Stored items from a collection:
--- START ---

PR #194, opened 2024-11-25
Added alternate name from MS documentation for all password policy items

vanderpol:
Added clarity to all of the password policy items, providing the exact name of the element matching MS documentation.


vanderpol:
@solind Not sure if you happened to see this one, just a trivial documentation change, but I expanded it to all elements in this group not just a single one.

solind (approved):
Looks fine

PR #215, opened 2024-12-11
Replace the existing unused ESX schema with the CIS ESX extension

vanderpol:
I've updated the CIS ESX schema to comply with new OVAL 6.0 namespace, license, dates, etc...


vanderpol:
Files are schema valid and based on extensions used by CIS and Arctic Wolf

PR #216, opened 2024-12-11
Add kubernetes schema based on CIS OVAL extension

vanderpol:
Added schema based on CIS extension, updated to OVAL 6.0 namespaces, dates, and license


vanderpol:
Proceeding with merging this into develop.  The files are schema valid, and based on implementations from CIS and Arctic Wolf

PR #217, opened 2024-12-13
Updated documentation based on OVAL 6.0 schemas and updated examples

vanderpol:
Updated rst files, removing obsolete files, and showing an example of new encapsulated format.  Added new kubernetes


vanderpol:
Merging documentation change to develop so I can test it via readthedocs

--- END ---

### [WHAT IS REQUIRED]
Filter these records, keeping every line where the word "OVAL" occurs.

### [THE ANSWER]
I've updated the CIS ESX schema to comply with new OVAL 6.0 namespace, license, dates, etc...
Add kubernetes schema based on CIS OVAL extension
Added schema based on CIS extension, updated to OVAL 6.0 namespaces, dates, and license
Updated documentation based on OVAL 6.0 schemas and updated examples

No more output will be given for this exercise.